LAV-BPIFB4 is believed to be cardioprotective due to overall improved endothelial cell function, lowering blood pressure and improving revascularization when cardiac tissue may be compromised. This effect arises from a cascade of biochemical events. WT-BPIFB4 and LAV-BPIFB4 have different subcellular localization; WT-BPIFB4 localizes to the cell nucleus while LAV-BPIFB4 is cytoplasmic. LAV-BPIFB4 in the endoplasmic reticulum (ER) is phosphorylated by Protein Kinase R (PKR) which results in enhanced protein unfolding, reduced ER stress, and overall improved cellular homeostasis. In addition to phosphorylation by PKR, LAV-BPIFB4 can be phosphorylated by Protein Kinase C alpha. In either case, when LAV-BPIFB4 becomes phosphorylated in the cytosol, it can then interact with 14-3-3 protein and Heat Shock Protein 90, forming a complex. This complex, in turn, activates eNOS. Activated eNOS produces nitric oxide which causes vasorelaxation of smooth muscle cells in blood vessels throughout the circulatory system, lowering blood pressure. Furthermore, increased nitric oxide from activated eNOS promotes the sprouting of new capillaries (angiogenesis) in conditions when ischemia occurs caused by the blockage of arteries by atherosclerosis, for example.
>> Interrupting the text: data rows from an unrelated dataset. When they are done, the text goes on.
PR #265, opened 2026-09-03
An agent can read a whole document after a search hit

chetanunadkat-lang:
## Problem

`search_chunks` returns the six best sections and cuts each at 800 characters. When the answer sits past the cut, or in a section that did not rank, the agent cannot reach it. No tool and no route returns document text. Observed with a Gemini meeting-notes mail: the action items were in the tail of section 1 and in section 2, and an MCP client (Hermes Agent) tried every exposed tool and reported the knowledge base did not have them.

## Change

- New tool `get_document(document_id)` returns every current section of one document in order, capped at 24k characters with an explicit "truncated" line. It is scoped to the knowledge base in SQL (`find_in_kb`, `chunks_in_document` in utopia-store), so an id from another knowledge base reads as not found.
- Exposed over the MCP endpoint (`EXPOSED` is now five tools plus `entity_facts`). The audit row `mcp.tool_called` is unchanged.
- `search_chunks` prints `document_id` on each hit so the model can ask for the whole document. Tool descriptions and the system prompt point to that second step.
- `check_call` refuses a missing or non-uuid `document_id`, driven by `"format": "uuid"` in the schema. A made-up id would otherwise come back as "not in this knowledge base" and read as a real absence. Two tests added.
- The `search_docs` description now says it searches the product manual, not the user's documents. Name unchanged.

## Verification

- `cargo test -p utopia-server`: 120 passed on top of current `dev`.
- Live: after restart, `tools/list` shows `get_document`; a direct call on the notes document returned both sections. Through Hermes, the same question that failed before now answers with all three action items and owners, and the audit log shows `search_chunks` then `get_document`.

## Note for reviewers

The uuid gate in `check_call` applies to any required parameter that declares `format: uuid`. Only `get_document` declares it today. `entity_facts.entity_id` could get the same treatment in a follow-up.

### DIFF
--- a/crates/utopia-server/src/api/chat.rs
+++ b/crates/utopia-server/src/api/chat.rs
@@ -157,12 +157,13 @@ fn check_call(
             ),
         ));
     };
-    let required = tools
+    let function = tools
         .as_array()
         .into_iter()
         .flatten()
         .find(|t| t["function"]["name"] == name)
-        .and_then(|t| t["function"]["parameters"]["required"].as_array());
+        .map(|t| &t["function"]);
+    let required = function.and_then(|f| f["parameters"]["required"].as_array());
     for key in required.into_iter().flatten().filter_map(|k| k.as_str()) {
         // 空串与 null 都算没给：`{"query": ""}` 检索出来的东西与问题无关，
         // 而它同样会显示成一条正常的轨迹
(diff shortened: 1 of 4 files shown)


WaylandYang:
Tested end to end on a fresh base with a real model, on this branch's server.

LAV-BPIFB4 is believed to be immunomodulatory due to a variety of mechanisms involving macrophages and monocytes that can counteract low-grade chronic inflammatory conditions. BPIFB4 induces a M2 macrophage polarizing effect which helps resolve inflammation, help tissue healing, and tolerate self-antigens. BPIFB4 induces a redistribution of circulating monocytes from classical monocytes (CD14++CD16-) to non-classical monocytes (CD14++CD16++), normally elevated in patients with coronary artery disease but in this case thought to patrol the vasculature and remove damaged cells in several disease conditions, thereby aiding tissue healing. BPIFB4 also reduces T-cell activation demonstrated by suppression of T cell proliferation and elevation of circulating levels of interleukins IL-23, IL-27 and atheroprotective IL-33.